Most of the 10 residents attending the meeting spoke in opposition to Nittany Oil Co. being able to secure the liquor license. Several had different reasons about why they believed council should oppose the request. They pointed out because the store is open 24 hours, it is often the early morning hangout spot for a group of young adults.

“There’s already lots of trouble at the MinitMart now — you want to add alcohol? Residents of this town won’t be able to sleep at all,” said Resident Pam Rutter.

Some pointed out the close proximity of both the Coalport United Methodist Church and the Assembly of God Church to the store. A member of the Glendale Assembly of God Church said he did not approve of any alcohol being sold in the borough.

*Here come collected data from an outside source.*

PR #867, opened 2024-03-20
Email verification landing page states, expiration, resend email without auth

kiwansim:
Relates to https://github.com/JustFixNYC/auth-provider/pull/30

[sc-14008]
[sc-13981]
[sc-13982]
[sc-13994]

### DIFF
--- a/client/src/components/AuthClient.ts
+++ b/client/src/components/AuthClient.ts
@@ -236,9 +236,14 @@ const postAuthRequest = async (
 
   try {
     if (result.ok) {
+      console.log("result is ok");
+      return await result.json();
+    } else {
+      console.log("result is not ok");
       return await result.json();
     }
   } catch {
+    console.log("in error");
     return result;
   }
 };
--- a/client/src/components/AuthClient.ts
+++ b/client/src/components/AuthClient.ts
@@ -131,19 +131,6 @@ const resendVerifyEmail = async (token?: string) => {
   }
 };
 
-// /**
-//  * Sends unauthenticated request for a new verification email
-//  * Used only in expired verification flow in logged out state
-//  */
-// const resendVerificationWithoutAuth = async (token: string) => {
-//   try {
-//     await postAuthRequest(`${BASE_URL}auth/token_resend_verify_email?u=${token}`);
-//     return true;
-//   } catch {
-//     return false;
-//   }
-// };
-
 /**
  * Sends an authenticated request to update the user email
  */
--- a/client/src/components/AuthClient.ts
+++ b/client/src/components/AuthClient.ts
@@ -118,14 +118,31 @@ const verifyEmail = async () => {
 /**
  * Sends request to resend the account verification link to the user's email
  */
-const resendVerifyEmail = async () => {
+const resendVerifyEmail = async (token?: string) => {
   try {
-    await postAuthRequest(`${BASE_URL}auth/resend_verify_email`);
+    if (token) {
+      await postAuthRequest(`${BASE_URL}auth/resend_verification_with_token?u=${token}`);
+    } else {
+      await postAuthRequest(`${BASE_URL}auth/resend_verification`);
+    }
     return true;
   } catch {
     return false;
   }
 };
+
+// /**
+//  * Sends unauthenticated request for a new verification email
+//  * Used only in expired verification flow in logged out state
+//  */
+// const resendVerificationWithoutAuth = async (token: string) => {
+//   try {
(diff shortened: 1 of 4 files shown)


client/src/components/AuthClient.ts
```diff
@@ -118,9 +118,13 @@ const verifyEmail = async () => {
 /**
  * Sends request to resend the account verification link to the user's email
  */
-const resendVerifyEmail = async () => {
+const resendVerifyEmail = async (token?: string) => {
```
kiwansim, line 121: optional token would only be included from the "verification link has expired" flow

client/src/components/AuthClient.ts
```diff
@@ -237,6 +241,8 @@ const postAuthRequest = async (
   try {
     if (result.ok) {
       return await result.json();
+    } else {
```
kiwansim, line 244: don't know how this else clause got removed, but this is necessary for any non-200 result status code and text to be returned. 

checked that returning the non-200 result json works on other `AuthClient` functions that use `postAuthRequest.`

client/src/containers/VerifyEmailPage.tsx
```diff
@@ -2,55 +2,62 @@ import { useState, useEffect } from "react";
...
+  const delaySeconds = 5;
+  const baseUrl = window.location.origin;
+  const redirectUrl = `${baseUrl}/${i18n.language}`;
+
+  const updateCountdown = () => {
+    let timeLeft = delaySeconds;
+    const delayInterval = delaySeconds * 100;
+
+    setInterval(() => {
+      timeLeft && timeLeft--; // prevents counter from going below 0
```
kiwansim, line 53: mostly for slow speeds

client/src/containers/VerifyEmailPage.tsx
```diff
@@ -72,16 +79,28 @@ const VerifyEmailPage = withI18n()((props: withI18nProps) => {
         <Trans render="h4">Check your email inbox & spam</Trans>
         <br />
         <Trans>
-          Click the link we sent to verify your email address {!!user && user.email}. It may take a
-          few minutes to arrive. Once your email has been verified, you’ll be signed up for Data
-          Updates.
+          Click the link we sent to verify your email address. It may take a few minutes to arrive.
```
kiwansim, line 82: removing the user email here since user could be in expired verification link flow while not logged in

client/src/containers/VerifyEmailPage.tsx
```diff
@@ -90,11 +109,36 @@ const VerifyEmailPage = withI18n()((props: withI18nProps) => {
...
+      <a href={redirectUrl}>{redirectUrl}</a>
+    </div>
+  );
+
   return (
     <Page title={i18n._(t`Verify your email address`)}>
       <div className="TextPage Page">
         <div className="page-container">
-          {isVerified ? successPage() : isExpired && expiredLinkPage()}
+          {!loading &&
```
kiwansim, line 134: `loading` var is necessary to prevent flickering of a different state as the AuthClient async calls are getting resolved. 

the nested ternary operator is gross but i didn't have any other ideas. lmk if you do!

client/src/components/AuthClient.ts
austensen: oh yeah that's great to have for error handling

client/src/containers/VerifyEmailPage.tsx
```diff
@@ -59,7 +66,7 @@ const VerifyEmailPage = withI18n()((props: withI18nProps) => {
         <button
           className="button is-secondary"
           onClick={async () => {
-            setIsEmailResent(await AuthClient.resendVerifyEmail());
+            setIsEmailResent(await AuthClient.resendVerifyEmail(token));
           }}
         >
           <Trans>Resend verification email</Trans>
```
austensen, line 72:
```suggestion
          <Trans>Send new link</Trans>
```
Based on the [new designs](https://www.figma.com/file/Gv7RdLkCV21Z5FaY7RrRnH/Email-Alerts---Working-File-v2-%F0%9F%9B%A0%EF%B8%8F?type=design&node-id=39-1823&mode=design&t=iL55bjJ6gtVFQEaq-0) and conversations about the reset password flow, it sounds like Leslie wants all resend buttons to have this same text.

austensen (approved):
This looks great! And tested it out locally and al the different states worked correctly

client/src/containers/VerifyEmailPage.tsx
kiwansim: oo good catch, thank u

“We don’t need it around our children,” he explained.

Harry and Christine Semelsberger, representing Cossick’s Central Hotel, told council the family-owned business has been in existence for 100 years and during those years, it has supported the community by donating to school and borough organizations and by hiring residents who pay borough taxes and patronize other community businesses.

The Semelsbergers reported the hotel, because of the local economy and more stringent state regulations, is finding it increasingly difficult to remain viable.

“The likelihood of this going in could put us under. It’s not fair,” Harry Semelsberger said. “We built it and they are coming to take it over,” Christine Semelsberger explained.

Kozar told council he is unsure what the company would choose to do about council’s denial of its request.

“Typically what happens is these things go to the Court of Common Pleas,” he said.